For now, the practical takeaway is the same one those kids stumbled into at the park. Know the rules of the game you’re playing. If you own an index fund (and most of us do, somewhere), it’s worth understanding that “passive” is becoming a bit more active, and the rulebook has started changing mid-match. It’s absolutely not something to panic about. You just need to know it’s happening, because the one thing worse than playing a game with changing rules is not realizing the rules changed at all.
*Nasdaq has already made the changes and the S&P will likely decide next week

Markets / Economy
- Markets finished lower for the first time in over nine weeks as a strong jobs report spooked investors amid concerns over possible interest rate hikes. The S&P finished the week down -2.6%, the Nasdaq down -4.7%, and the small-cap Russell 2000 down -2.9%.

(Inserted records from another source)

Issue #1264, opened 2026-06-03
session send silently fails to submit when Claude Code is in vim normal mode


dariocc:
## Summary

`session send` (and the `sendWithRetryTarget` verification loop) reliably gets the message into Claude Code's input buffer, but the trailing `Enter` never submits when Claude Code's prompt is in vim **normal** mode. The session is left with the message typed but unsent, and the retry loop's full-resend path doubles the text without ever submitting.

## Repro

1. Enable vim mode in Claude Code (`"editorMode": "vim"` in `~/.claude/settings.json`, or `/vim` toggle in-session).
2. Leave the prompt in normal mode (the default state after the agent finishes a turn).
3. `agent-deck session send <id> "test message"` from another shell, or let any bridge/watcher fire a notification.
4. Observe: `test message` appears in the input area; no submission; session stays in `waiting`.

After ~8 verification checks `sendWithRetryTarget` triggers the `fullResendThreshold` Ctrl+C + full resend path. Ctrl+C in vim is equivalent to Escape → still normal mode → the resend also fails to submit, but now the user sees the message twice in the buffer.

## Root cause

`SendKeysAndEnter` (`internal/tmux/tmux.go:4028`) sends bracketed-paste text then `Enter` as two separate `tmux send-keys` calls. The bracketed paste lands in the input widget regardless of vim mode, but `Enter` in normal mode is a navigation keystroke, not submit. There is no escape→insert sequence prepended, and no `editorMode`/`vim_mode` awareness anywhere in the send path. The retry loop's `HasUnsentComposerPrompt` detection correctly identifies the unsent state, but each retry sends another bare `Enter`, which has the same problem.

## Proposed fix

Add an opt-in setting that prepends an Escape + `i` named-key sequence before the paste, so the prompt is guaranteed to be in insert mode when the bracketed paste and Enter arrive.

Two reasonable shapes:

**(a) Global / per-tool config knob** in `[claude]`:
```toml
[claude]
  vim_mode = true
```

**(b) Per-session override** via `agent-deck session set <id> vim_mode true`, persisted to the instance record. Useful when only some sessions have vim mode.

Implementation sketch: in `SendKeysAndEnter` (or a wrapper called by the send path), when `vim_mode` is set:

```go
_ = s.SendNamedKey("Escape")
_ = s.SendNamedKey("i")
// ...existing chunked paste + SendEnter
```

[...]

PR #1403, opened 2026-06-12
fix(tui): quick-approve targets the highlighted window, not the session (#1369)

### LINKED ISSUE #1369: quick-approve (`a`) checks session-level `Tool` and only targets the active window — can't approve Claude prompts in non-active or manually-added tmux windows
**Version:** v1.9.54
**Platform:** Linux (Arch), tmux on the isolated `agent-deck` socket

## Summary

The preview-pane quick-approve hotkey `a` (`quick_approve`, sends `1`+Enter to clear a Claude permission prompt) silently does nothing in two common situations:

1. When the highlighted session's **stored `Tool` is not Claude-compatible** — even if a pane in that session is actively running `claude`.
2. When the Claude prompt is in a tmux **window that isn't the session's active window** (including any window surfaced as a tab/sub-row in the tree).

Both come down to the same design gap: quick-approve resolves the target from the **session** (its stored `Tool`, its *active* window) rather than from the **window** the user is actually looking at.

## My workflow (why this comes up)

I routinely start a session in agent-deck and then, inside that tmux session, create additional tmux windows (tabs) by hand — and run `claude` in some of them. So a single agent-deck session ends up with several windows, several of them running Claude, even though the session was originally created as a `shell` (or any non-Claude) tool.

agent-deck handles this nicely in the tree — it shows the windows as sub-rows (even reflecting window-names assigned within tmux) and even records a per-window tool (`WindowTool`), and the panes clearly report `cmd=claude`. So from the UI it looks like quick-approve should "just work" on those Claude windows. It never does, and there's no feedback explaining why, which makes it feel random/flaky until you dig into the source.

## Reproduction

1. Create a session whose tool is `shell` (or anything non-Claude).
2. Inside that tmux session, open a new window and run `claude` in it; let it reach a permission prompt (`1. Yes / 2. No`).
3. In the agent-deck TUI, highlight the session (or its window sub-row) and press `a`.
4. **Observed:** nothing happens — no `1` is delivered to any pane, no error, no feedback.
5. **Expected:** `1`+Enter delivered to the Claude pane showing the prompt.

### Evidence from my session

One agent-deck session, 4 windows, several running Claude, only window 4 active:

```
$ tmux -L agent-deck list-windows -t 'agentdeck_mysession_<id>' \
    -F '#{window_index}: #{window_name} active=#{window_active} cmd=#{pane_current_command}'
1: win-one    active=0 cmd=claude
2: win-two    active=0 cmd=claude
3: win-three  active=0 cmd=claude     <- prompt I want to approve
4: win-four   active=1 cmd=claude
```

The session's stored tool:

```
$ agent-deck list --json   # this session's entry
tool: shell
```

- `a` on the session row → no-op, because `IsClaudeCompatible("shell")` is false (it never looks at `cmd=claude`).
- `a` after `select-window` to make window 3 active → still no-op, same tool-guard rejection.
- Even with a Claude-tool session, the prompt in window 3 would be unreachable because `a` only targets the *active* window (4).

## Root cause (v1.9.54 source)

**Handler** — `internal/ui/home.go`, `case defaultHotkeyBindings[hotkeyQuickApprove]:`

```go
if h.cursor < len(h.flatItems) {
    item := h.flatItems[h.cursor]
    if item.Type == session.ItemTypeSession && item.Session != nil &&
        session.IsClaudeCompatible(item.Session.Tool) {
        if tmuxSess := item.Session.GetTmuxSession(); tmuxSess != nil {
            _ = tmuxSess.SendKeysAndEnter("1")
        }
    }
}
```

Two limitations here:

1. **Tool guard reads the session record, not the pane.** `IsClaudeCompatible(item.Session.Tool)` (`internal/session/userconfig.go`) returns true only for `tool == "claude"` or a tool def declared compatible-with claude. A session created as `shell` keeps `Tool: "shell"` for its lifetime, so the guard rejects it regardless of what's running in the windows. The per-window `WindowTool` that agent-deck already tracks is never consulted.
2. **Session-only, active-window-only targeting.** The branch only handles `ItemTypeSession`; it does nothing for `ItemTypeWindow` sub-rows. And `GetTmuxSession().SendKeysAndEnter("1")` ends up as `send-keys -t <session_name>` with no window suffix (`internal/tmux/tmux.go`, `SendKeys`/`SendKeysAndEnter`), which tmux routes to the session's *active* window. So a prompt in any non-active window is unreachable.

agent-deck already addresses windows by index elsewhere (e.g. the pane-liveness check targets `<name>:0.0`, and there's `CaptureWindowFullHistory(windowIndex)` / `AttachWindow(windowIndex)`), so the plumbing to target a specific window exists — quick-approve just doesn't use it.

- JOLTS job openings increased by 731K to 7.618 million in April, the highest since November 2024 and well above market expectations of 6.88 million, highlighting labor market resilience despite rising energy costs from the Iran conflict.
- ISM Services PMI increased to 54.5 in May from 53.6 in April, above forecasts of 53.8. The reading pointed to the strongest gain in the services sector in three months.
- U.S. Nonfarm payrolls added 172K jobs in May, well above forecasts of 85K, and following an upwardly revised 179K gain in the previous month, continuing to point to a resilient labor market.
Stocks
- U.S. equities were in negative territory. Technology and Consumer Discretionary led the decline, while Energy and Healthcare outperformed. Value stocks led growth stocks, and small caps beat large caps.
- International equities closed lower for the week. Developed markets fared better than emerging markets.
Bonds
- The 10-year Treasury bond yield increased 10 basis points to 4.55% during the week.
- Global bond markets were in negative territory this week.
- Government bonds led for the week, followed by corporate bonds and high-yield bonds.